Valid SAS variable names are up to 32 characters long. The first character must be a letter or underscore—the remaining characters can be letters, digits, or underscores. You are free to use upper- or lowercase letters.
As an example of a worksheet with invalid variable names, look at the worksheet Grades2 shown in Figure 5.15.
Figure 5.15: List of Excel Workbook Grades2
Most of the column headings in this spreadsheet are not valid SAS variable names. Six of them contain a blank in the middle of the name, and the last column (2015Final) starts with a digit. What happens when you import this worksheet? Because you now know how to use the Import Data task, it is not necessary to describe the import task again. All you really need to see is the final list of variables in the data set. Here they are:
Figure 5.16: Variable Names in the Grades2 SAS Data Set
SAS replaced all the blanks with underscores and added an underscore as the first character in the 2015Final name to create valid SAS variable names. Note: the option to use column labels as column headings was deselected so that you could see the actual variable names.

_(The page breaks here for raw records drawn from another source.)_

PR #1925, opened 2022-08-25
Replaced unsafe value < double.Epsilon expressions

### LINKED ISSUE #1924: 0 < double.Epsilon checks return false
Several expressions in OxyPlot make a zero value check using the idiom: `value < double.Epsilon`.
For example the range check in CalculateActualInterval in Axis.cs

The problem is that `0 < double.Epsilon` is not a safe comparison in .NET. It may evaluate to false, if double.Epsilon is expressed as 0 by the compiler.
The consequence in Axis.CalculateActualInterval is that it gets stuck in an infinite while(true) loop later in the method.

```
            // This is the actual code. It does not throw if range == 0
            if (Math.Abs(range) < double.Epsilon)
            {
                throw new ArgumentException("Range cannot be zero.", "range");
            }

            // This does not throw either
            if (range < double.Epsilon && range > -double.Epsilon)
            {
                throw new ArgumentException("Range cannot be zero.", "range");
            }

               // This throws!!!
            if (range == 0)
            {
                throw new ArgumentException("Range cannot be zero.", "range");
            }
```

The issue is observed with Visual Studio Pro 2022 17.2.6 using an x64 build, target .NET 4.8.

Setting ActualMaximum to ActualMinimum and forcing a CalculateActualInterval will reproduce the issue.
ActualMaximum / ActualMinimum needs to be set indirectly, not quite sure how. Perhaps Zoom(0) will do the trick.

Suggestion:
Change all `value < double.Epsilon` to simply `value == 0` or at least `value <= double.Epsilon`

The `value < double.Epsilon` idiom occurs several places in the codebase.

### Steps to reproduce

1. Setting ActualMaximum to ActualMinimum and forcing a CalculateActualInterval will reproduce the issue.
ActualMaximum / ActualMinimum needs to be set indirectly, not quite sure how. Perhaps Zoom(0) will do the trick.

Platform:
.NET version: 4.8

### Expected behaviour

Exception thrown for range == 0

### Actual behaviour

Oxyplot gets stuck in infinite loop.

pantosh:
Fixes #1924.

All `Math.Abs(value) < double.Epsilon` checks replaced with `<=` since `0 < double.Epsilon` cannot be trusted to evaluate true on all architectures.

### DIFF
--- a/CHANGELOG.md
+++ b/CHANGELOG.md
@@ -28,6 +28,7 @@ All notable changes to this project will be documented in this file.
 - WindowsForms tracker no longer clipping outside PlotView boundaries (#1863)
 - Histogram now rendering properly when using logarithmic Y axis (#740) 
 - Fix ExampleLibrary build errors in certain code pages (#1890)
+- Fix for double.Epsilon zero check that fails on some architectures (#1924)
 
 ## [2.1.0] - 2021-10-02
 
--- a/CONTRIBUTORS
+++ b/CONTRIBUTORS
@@ -120,6 +120,7 @@ Scott W Harden <swharden@gmail.com>
 Shankar Mathiah Nanjundan <shankar.ooty@hotmail.com>
 Shun-ichi Goto <shunichi.goto@gmail.com>
 Soarc <gor.rustamyan@gmail.com>
+Soren Holstebroe <sh@pantoinspect.com>
 Stefan Rado <oxyplot@sradonia.net>
 stefan-schweiger
 Steve Hoelzer <shoelzer@gmail.com>
--- a/Source/OxyPlot/Axes/Axis.cs
+++ b/Source/OxyPlot/Axes/Axis.cs
@@ -1449,7 +1449,7 @@ namespace OxyPlot.Axes
                 a1 -= this.MaximumDataMargin * marginSign;
             }
 
-            if (this.ActualMaximum - this.ActualMinimum < double.Epsilon)
+            if (this.ActualMaximum - this.ActualMinimum <= double.Epsilon)
             {
                 this.ActualMaximum = this.ActualMinimum + 1;
             }
@@ -1740,7 +1740,7 @@ namespace OxyPlot.Axes
             var actualMaximum = this.DataMaximum;
             double range = this.DataMaximum - this.DataMinimum;
 
-            if (range < double.Epsilon)
+            if (range <= double.Epsilon)
             {
                 double zeroRange = this.DataMaximum > 0 ? this.DataMaximum : 1;
                 actualMaximum += zeroRange * 0.5;
@@ -1769,7 +1769,7 @@ namespace OxyPlot.Axes
             var actualMinimum = this.DataMinimum;
             double range = this.DataMaximum - this.DataMinimum;
 
-            if (range < double.Epsilon)
+            if (range <= double.Epsilon)
             {
                 double zeroRange = this.DataMaximum > 0 ? this.DataMaximum : 1;
                 actualMinimum -= zeroRange * 0.5;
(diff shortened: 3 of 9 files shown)


VisualMelon (approved):

VisualMelon:
Azure failure can be ignored

VisualMelon:
I'll leave this for the moment to let the other maintainers take a look, but if there are no objections I'll merged it after a few days.

pantosh:
I tried to minimize the double.Epsilon changes to those that would surely fail on archs where 0 < double.Epsilon is false, however it should be considered to remove all usages of double.Epsilon. See the discussion in #1924.

The largest breaking risk is in the HistogramSeries where it looks like double.Epsilon is used as some non-zero marker for min/max. That is risky on its own and should be changed, since it may evaluate to zero.

VisualMelon:
For Historgram series, we probably need to detect the log(0) conditions explicitly and deal with it. Notes in #1886

Jonarw:
Thanks for highlighting this issue! This is something I absolutely was not aware of.
Considering that there are seemingly no guarantees regarding `double.Epsilon`, I'd be inclined to eliminate all its usages across the code base. In most cases it should be fine to just do `<= 0`, right? Except for the `HistogramSeries`, which we would have to consider separately, this shouldn't really break anything, right? And even if it does break something, at least it would break _consistently_, which I think would be better than breaking _sometimes_.

VisualMelon:
I'd agree with @Jonarw that `<= 0` would be the most direct translation, and looking again it's less likely to create confusion down the line.

(note: rebasing should stop azure whinging)

pantosh:
The changes in this PR were the most conservative I could make, i.e. replacing < epsilon with <= epsilon.
There are a handful of other epsilon usages that I didn't touch, because of the risk of double.Epsilon having some semantically meaning as a non-zero marker (i.e. in histogram).

In conclusion, double.Epsilon is not a safe constant to use. For predicates that check if two calculations are mathematically the same "within floating point rounding error", some other epsilon must be used, i.e. 1e-50. Obviously this has its own problem, if the user happens to use data at that scale. Floats are not always easy to work with in a general purpose library.

VisualMelon:
I think what @Jonarw and I are saying is that substituting `<= 0` for `< double.Epsilon` will always produce the same behaviour as when epsilon is the smallest positive representable value (per the docs and my previous understanding), and I think it will be less likely to confuse matters in future: `<= epsilon` looks - as you point out - like a conscious (but failed) attempt to cleanly handle edge cases and won't be consistent across platforms.

I think the only truly problematic instance in the codebase is histogram (i.e. where just fixing it in this PR and forgetting about it won't cut it): in the other cases, there is no obvious epsilon to use, and picking one would just provide borderline-wrong behaviour for borderline data, so reducing them to `<= 0` and losing the mention of `Epsilon` (which could serve as a marker) is absolutely fine. If issues do emerge then we can address those directly down the line, and I think ensuring the same behaviour (as expected and across platforms) and keeping the code simple is the right way to go here.

VisualMelon:
(all that said, consistency probably isn't a big deal (not something we can solve), given the platforms will be inherently inconsistent anyway, and in the specific case of epsilon comparison, `<= 0` and `<= epsilon` will be the same, if we ignore all the other subnormals)

VisualMelon:
@pantosh sorry about my indecisiveness on this; if you can change the instances of `<= epsilon` to `<= 0`, then I'll get this quickly merged.

As an aside, I had a bash at the histogram issue at some point but wasn't happy with it; will have another go once this and some of the modernisation PRs have gone through.

VisualMelon:
@pantosh are you happy to make the change described by @Jonarw and myself above? (that is, change `<= epsilon` to `<= 0`).

If you don't have time, let me know, and I'll pick it up.

VisualMelon:
@pantosh Work merged in #1997 : thanks for reporting this and suggesting the fix; wanted to get on with the merge to made the final changes discussed in a separate branch.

Importing an Excel Workbook That Does Not Have Column Headings
What if the first row of your worksheet does not contain column headings (variable names)? You have two choices: First, you can edit the worksheet and insert a row with column headings (probably the best option). The other option is to deselect “Create Variable Names” in the OPTIONS section in the Import Window (see Figure 5.17) and let SAS create variable names for you.
Figure 5.17: Uncheck the Create Variable Names Option
Here is the result:
Figure 5.18: Variable Names Generated by SAS
SAS used the Excel column identifiers (A through F) as variable names. You can leave these variable names as they are or change them using DATA step programming. Another option is to use PROC DATASETS, a SAS procedure that enables you to alter various attributes of a SAS data set without having to create a new copy of the data set.
When you import a CSV file without variable names, you will see variable names VAR1, VAR2, and so on, that are generated by SAS.
Importing Data from a CSV File
Comma-separated values (CSV) files are a popular format for external data files. As the name implies, CSV files use commas as data delimiters. Many websites enable you to download data as CSV files. As with Excel workbooks, your CSV file may or may not contain variable names at the beginning of the file. If the file does contain variable names, make sure that the “Generate SAS Variable Names” options box is checked; if not, deselect this option.
For example, look at the CSV file called Grades.csv in Figure 5.19 below:
Figure 5.19: CSV File Grades.csv
This CSV file contains the same data as the Excel Workbook Grades.xlsx. Notice that variable names are included in the file. You can import this file and create a SAS data set using the same steps that you used to import the Excel workbook. The import facility will automatically use the correct code to import this data file because of the CSV file extension. The resulting SAS data set is identical to the one shown in Figure 5.14.
Shared Folders (Accessing Data from Anywhere on Your Hard Drive)
When you follow the instructions in setting up SAS Studio, a default folder referred to in SAS Studio as /folders/myfolders allows you to read data from the folder called \SASUniversityEdition\myfolders on your hard drive. If this is the only place where you plan to read data, you do not need to create any other shared folders in your virtual computer.
If you need to read data from other locations on your hard drive, please see the relevant sections in SAS documentation.
Conclusion
In this chapter, you saw how to import data from Excel workbooks and CSV files. Importing data from any of the other choices displayed in Figure 5.3 follows the same basic procedure. If you need to read data from text files, you will need to learn some basic SAS programming, especially how to use the INPUT statement, one of the most powerful and versatile components of the SAS system.